┌─ SOURCE INFORMATION

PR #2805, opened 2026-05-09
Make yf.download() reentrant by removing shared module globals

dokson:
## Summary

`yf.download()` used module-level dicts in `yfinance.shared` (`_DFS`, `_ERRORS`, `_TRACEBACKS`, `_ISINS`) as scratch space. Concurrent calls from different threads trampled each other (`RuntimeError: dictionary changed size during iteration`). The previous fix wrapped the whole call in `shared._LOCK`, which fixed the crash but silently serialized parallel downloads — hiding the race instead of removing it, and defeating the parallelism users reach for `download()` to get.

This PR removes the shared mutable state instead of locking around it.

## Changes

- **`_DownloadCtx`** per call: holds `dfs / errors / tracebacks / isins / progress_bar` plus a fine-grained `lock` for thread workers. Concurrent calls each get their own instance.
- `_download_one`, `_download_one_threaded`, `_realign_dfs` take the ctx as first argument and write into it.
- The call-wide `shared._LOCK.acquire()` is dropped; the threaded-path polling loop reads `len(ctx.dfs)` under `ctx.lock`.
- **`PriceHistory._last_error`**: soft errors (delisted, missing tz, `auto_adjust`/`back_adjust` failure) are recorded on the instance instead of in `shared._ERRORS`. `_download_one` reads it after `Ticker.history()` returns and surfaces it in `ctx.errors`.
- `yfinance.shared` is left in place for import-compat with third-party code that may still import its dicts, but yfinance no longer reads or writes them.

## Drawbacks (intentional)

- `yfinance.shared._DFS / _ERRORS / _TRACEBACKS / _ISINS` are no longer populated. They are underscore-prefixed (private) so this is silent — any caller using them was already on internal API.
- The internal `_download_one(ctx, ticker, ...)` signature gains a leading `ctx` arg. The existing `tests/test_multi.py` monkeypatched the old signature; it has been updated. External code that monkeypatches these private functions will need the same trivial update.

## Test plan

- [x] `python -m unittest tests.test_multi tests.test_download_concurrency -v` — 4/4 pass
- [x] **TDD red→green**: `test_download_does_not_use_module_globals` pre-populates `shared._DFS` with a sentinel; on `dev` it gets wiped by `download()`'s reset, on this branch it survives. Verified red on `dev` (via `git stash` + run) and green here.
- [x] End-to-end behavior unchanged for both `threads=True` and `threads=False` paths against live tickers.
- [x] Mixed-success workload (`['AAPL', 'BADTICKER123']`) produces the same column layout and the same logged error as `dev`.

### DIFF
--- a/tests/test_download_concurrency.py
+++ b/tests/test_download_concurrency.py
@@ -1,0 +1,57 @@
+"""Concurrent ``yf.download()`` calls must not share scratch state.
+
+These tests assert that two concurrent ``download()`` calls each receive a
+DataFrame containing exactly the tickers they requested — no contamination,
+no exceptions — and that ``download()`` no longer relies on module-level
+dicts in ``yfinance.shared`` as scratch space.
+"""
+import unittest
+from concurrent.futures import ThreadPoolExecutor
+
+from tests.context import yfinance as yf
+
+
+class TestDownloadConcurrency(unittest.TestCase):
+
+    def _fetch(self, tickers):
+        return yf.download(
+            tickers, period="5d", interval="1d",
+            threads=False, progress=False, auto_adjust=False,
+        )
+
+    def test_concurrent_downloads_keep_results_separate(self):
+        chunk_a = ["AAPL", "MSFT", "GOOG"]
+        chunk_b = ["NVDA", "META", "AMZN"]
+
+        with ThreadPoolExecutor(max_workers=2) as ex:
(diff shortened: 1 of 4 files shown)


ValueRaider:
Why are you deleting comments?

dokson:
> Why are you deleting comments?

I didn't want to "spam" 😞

└─

**YOUR TASK:**
Bring together each line above where the string "tests" turns up.

**TASK ANSWER:**
- The internal `_download_one(ctx, ticker, ...)` signature gains a leading `ctx` arg. The existing `tests/test_multi.py` monkeypatched the old signature; it has been updated. External code that monkeypatches these private functions will need the same trivial update.
- [x] `python -m unittest tests.test_multi tests.test_download_concurrency -v` — 4/4 pass
--- a/tests/test_download_concurrency.py
+++ b/tests/test_download_concurrency.py
+These tests assert that two concurrent ``download()`` calls each receive a
+from tests.context import yfinance as yf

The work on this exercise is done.